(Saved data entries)
"""

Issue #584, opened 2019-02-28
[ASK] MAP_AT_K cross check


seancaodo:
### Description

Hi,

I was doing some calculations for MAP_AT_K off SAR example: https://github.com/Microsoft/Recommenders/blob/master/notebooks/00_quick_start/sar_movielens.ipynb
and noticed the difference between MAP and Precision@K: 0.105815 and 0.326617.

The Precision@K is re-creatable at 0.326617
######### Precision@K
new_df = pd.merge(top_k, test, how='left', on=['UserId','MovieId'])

"""
"""

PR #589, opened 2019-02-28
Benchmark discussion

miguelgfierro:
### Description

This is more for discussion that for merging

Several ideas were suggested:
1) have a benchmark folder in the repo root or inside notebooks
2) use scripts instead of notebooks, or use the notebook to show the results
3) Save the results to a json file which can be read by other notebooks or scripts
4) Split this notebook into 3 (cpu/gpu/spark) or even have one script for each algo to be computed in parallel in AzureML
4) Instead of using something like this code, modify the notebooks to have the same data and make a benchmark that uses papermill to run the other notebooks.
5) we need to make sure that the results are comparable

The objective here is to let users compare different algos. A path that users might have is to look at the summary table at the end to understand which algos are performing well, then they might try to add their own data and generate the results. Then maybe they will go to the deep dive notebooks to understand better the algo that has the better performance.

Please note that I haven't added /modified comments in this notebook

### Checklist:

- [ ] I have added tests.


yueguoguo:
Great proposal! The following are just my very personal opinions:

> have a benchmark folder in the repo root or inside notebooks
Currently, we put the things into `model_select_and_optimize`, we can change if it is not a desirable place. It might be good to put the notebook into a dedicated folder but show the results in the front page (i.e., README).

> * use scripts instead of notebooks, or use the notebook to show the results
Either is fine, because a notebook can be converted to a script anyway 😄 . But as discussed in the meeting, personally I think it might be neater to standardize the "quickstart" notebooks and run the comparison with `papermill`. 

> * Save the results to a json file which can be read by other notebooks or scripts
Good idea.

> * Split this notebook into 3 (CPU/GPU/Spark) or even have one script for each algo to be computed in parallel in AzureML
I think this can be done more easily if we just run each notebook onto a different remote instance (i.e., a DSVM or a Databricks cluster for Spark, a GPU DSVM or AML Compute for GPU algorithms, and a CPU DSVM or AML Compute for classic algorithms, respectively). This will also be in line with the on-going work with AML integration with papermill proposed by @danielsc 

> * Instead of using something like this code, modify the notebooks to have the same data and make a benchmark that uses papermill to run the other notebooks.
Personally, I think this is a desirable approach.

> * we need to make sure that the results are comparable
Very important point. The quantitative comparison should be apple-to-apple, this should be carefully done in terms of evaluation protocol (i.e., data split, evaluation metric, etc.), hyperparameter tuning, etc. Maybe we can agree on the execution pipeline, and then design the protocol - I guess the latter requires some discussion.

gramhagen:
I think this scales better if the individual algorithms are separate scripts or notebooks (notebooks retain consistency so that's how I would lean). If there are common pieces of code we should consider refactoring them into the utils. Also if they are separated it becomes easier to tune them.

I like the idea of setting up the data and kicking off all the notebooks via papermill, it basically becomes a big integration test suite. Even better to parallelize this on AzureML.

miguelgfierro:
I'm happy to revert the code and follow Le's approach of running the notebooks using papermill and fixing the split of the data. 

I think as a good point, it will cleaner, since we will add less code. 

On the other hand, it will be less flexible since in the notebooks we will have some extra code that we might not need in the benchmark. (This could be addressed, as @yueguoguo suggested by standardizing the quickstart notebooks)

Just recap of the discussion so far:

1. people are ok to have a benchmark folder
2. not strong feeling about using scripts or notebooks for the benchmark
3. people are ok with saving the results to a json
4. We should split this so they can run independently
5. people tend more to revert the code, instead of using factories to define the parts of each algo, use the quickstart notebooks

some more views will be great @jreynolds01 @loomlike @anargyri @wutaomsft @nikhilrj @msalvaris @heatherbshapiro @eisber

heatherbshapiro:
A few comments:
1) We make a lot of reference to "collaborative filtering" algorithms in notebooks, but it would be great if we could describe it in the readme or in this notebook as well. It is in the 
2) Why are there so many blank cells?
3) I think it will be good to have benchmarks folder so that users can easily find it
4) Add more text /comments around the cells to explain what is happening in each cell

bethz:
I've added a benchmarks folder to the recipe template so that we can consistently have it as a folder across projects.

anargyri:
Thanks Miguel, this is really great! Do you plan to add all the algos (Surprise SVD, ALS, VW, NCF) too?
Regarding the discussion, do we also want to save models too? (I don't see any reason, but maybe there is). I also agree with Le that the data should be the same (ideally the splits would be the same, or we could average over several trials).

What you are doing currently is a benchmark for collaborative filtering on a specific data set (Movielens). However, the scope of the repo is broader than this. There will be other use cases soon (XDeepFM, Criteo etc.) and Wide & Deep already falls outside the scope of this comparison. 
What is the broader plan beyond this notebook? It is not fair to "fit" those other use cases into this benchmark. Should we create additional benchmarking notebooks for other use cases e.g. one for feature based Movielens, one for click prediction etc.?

"""

## TASK PROMPT
Copy the lines above exactly. Start with the line containing "Issue #584, opened 2019-02-28", end with the line containing "test, how='left', on=['UserId','MovieId'])", and include both.

## WORKED SOLUTION
Issue #584, opened 2019-02-28
[ASK] MAP_AT_K cross check


seancaodo:
### Description

Hi,

I was doing some calculations for MAP_AT_K off SAR example: https://github.com/Microsoft/Recommenders/blob/master/notebooks/00_quick_start/sar_movielens.ipynb
and noticed the difference between MAP and Precision@K: 0.105815 and 0.326617.

The Precision@K is re-creatable at 0.326617
######### Precision@K
new_df = pd.merge(top_k, test, how='left', on=['UserId','MovieId'])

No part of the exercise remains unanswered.